Calls to the company were not returned.

Although WinCo Foods is still represented in the area, having moved just a few blocks south of its old location, several other stores have left the area altogether. Among them, Fred Meyer vacated its store at Grand and Fourth Plain boulevards in 2008 to reopen about one mile south along state Highway 14. Safeway also closed its longtime location at Andresen Road and Fourth Plain, a site that now houses a fitness club.
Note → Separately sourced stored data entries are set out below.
PR #190, opened 2026-07-15
fix(network): bound block-sync memory with a serialized apply backlog and wire-honest admission accounting

p0mvn:
## Motivation

Mainnet sync nodes approached OOM (12–32 GiB RSS on a 32 GiB host). #148 root-caused the allocator side and shipped the minimal Linux/glibc mitigation (`M_ARENA_MAX=4`), and its parameter changelog names the durable fix: "account decoded applying memory directly, or keep excess bodies serialized until a bounded applying slot is available." This PR is that fix.

The application-side defect: the block-sync pipeline decodes every body into `Arc<Block>` as soon as it becomes contiguous (`Sequencer::drain_ready_into_applying`) and holds the entire apply backlog decoded — 61k blocks in the incident, while the verifier only ever works on one submission window (401 blocks) at a time. Admission cannot see this: it estimates resident use as `wire_bytes × 4` uniformly (the `DESERIALIZED_MEM_FACTOR` TODO), which under-counts transaction-dense bodies exactly when blocks are heavy.

Rerunning the incident configuration (no arena cap) on a controlled single-feeder harness reproduces it: 6.17 GiB RSS by height ~194k in 40 minutes with a 34k-block decoded backlog. With the arena cap alone, a long run still climbs monotonically with block era — 3.3 GiB @100k up to 6.36 GiB at height 825k and still rising, with a 205k-block decoded backlog. The cap bounds allocator retention, not live decoded memory.

## Solution

Three commits, intended to be reviewed in order:

1. **Bound decoded bodies to the submission window.** Applying-backlog bodies stay in their serialized wire form (`BufferedBlockBody::RawFramePayload` — the raw payload is already carried end-to-end and already used this way for the reorder backlog). Decode happens at `prepare_submit` and the decoded copy is cached on the entry until apply-finished/unsubmit. Decoded residency is now structurally ≤ `submitted_apply_limit` (401) plus the bounded sequencer input channel, regardless of backlog depth. The steady-state path (body arrives next-in-sequence and submits immediately) keeps the peer routine's decoded copy, so the common case never decodes twice. `previous_block_hash` is captured at receipt so reset-conflict checks never decode a backlog body.

2. **Honest resident accounting.** With decoded residency bounded, admission charges serialized pools (reorder, applying backlog past the decode window, reservations) at wire size, and only the two structurally bounded decoded pools (submission window, sequencer input channel) at `× DESERIALIZED_MEM_FACTOR`. `submitted_applying_bytes` is threaded into `AdmissionSnapshot` from the sequencer view.

3. **Size the default budget as a memory target.** `DEFAULT_BS_MAX_REORDER_LOOKAHEAD_BYTES` becomes 1.5 GiB: under wire-honest accounting this is (to close approximation) the byte ceiling of the speculative backlog itself, so total RSS tracks `budget + decode window + process overhead`, independent of block era. The old checkpoint-range clamp (range × 4) is relaxed to the range's wire bytes — the commit-window admission exemption already guarantees range assembly, so the decoded-multiple floor was obsolete.

The #148 arena cap remains as the complementary layer: it addresses allocator retention of the (now much smaller) churn, which app-level accounting cannot; this PR addresses live decoded memory, which the arena cap demonstrably cannot.

### Tests

- `cargo test -p zakura-network zakura::block_sync` (225 tests, including a new invariant test `sequencer_bounds_decoded_bodies_to_submission_window` and updated admission tests encoding the wire-honest formula)
- `cargo fmt --all -- --check`, `cargo clippy -p zakura-network --all-targets -- -D warnings`
- **Operational validation** on an 8-core/31 GiB host, fresh mainnet sync against a local archive feeder (~825k blocks), identical configs across arms:
  - **This PR + `MALLOC_ARENA_MAX=4`:** genesis → height 701,649 in ~2h50m (93 blk/s second half), RSS **flat at 3.3–3.5 GiB** across the Overwinter/Sapling/Blossom transitions, absorbing a 116,192-block backlog with no RSS movement.
  - **main + `MALLOC_ARENA_MAX=4` (pure hotfix):** same harness, RSS climbs monotonically with era: 3.32G @100k, 4.98G @200k, 5.50G @400k, 6.19G @600k, 6.30G @700–800k — ~2× this PR at every height above 200k, still rising at corpus end.
  - **main without the hotfix (incident config):** 6.17 GiB by height ~194k in 40 minutes.

| height | 100k | 200k | 300k | 400k | 500k | 600k | 700k |
| --- | --- | --- | --- | --- | --- | --- | --- |
| this PR + arena cap | 2.08G | 3.01G | 3.12G | 3.33G | 3.33G | 3.49G | 3.34G |
| main + arena cap | 3.32G | 4.98G | 5.23G | 5.50G | 5.75G | 6.19G | 6.30G |


evan-forbes (approved):
nice

curious if we could ever make the decoded block not ~4x bigger lol

will defer to you on the v12. an agent could replicate it but still wasn't sure if this is handled by the other reorg stuff

p0mvn:
v12 has been addressed, though it seems to have been present before the PR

Activists have tried for years to lure new stores to the area.

Meanwhile, more affluent east Vancouver shoppers can choose from a variety of chains and New Seasons Market, Trader Joe’s and Chuck’s Produce and Street Market.

Bell said the Cafaro company plans to invest several million dollars in a face-lift for the entire Vancouver Plaza retail complex, which is home to anchor stores such as Target, Bed Bath & Beyond and a Regal Cinema multiplex theater.

“We’ll be refacing and refurbishing the entire center,” with new facades, stone columns and resurfaced parking areas, he said.

Bell expects Walmart’s announcement will be followed with news from other new retailers who are planning to locate in the center. He said plans include tenants for the vacant TGI Friday’s and Newport Bay restaurants, as well as the former Steve and Barry’s apparel store site.

“At this point, there are discussions in the works for all of those spaces,” he said.

Wal-Mart Stores Inc., branded as Walmart since 2008, is the world’s largest retailer with about 10,300 stores in 27 countries. The company finished the three-month period ending in June showing between 3 percent and 4 percent growth over the previous year, it reported earlier this month. By comparison, sales rose 6.2 percent in the first quarter compared with a year earlier.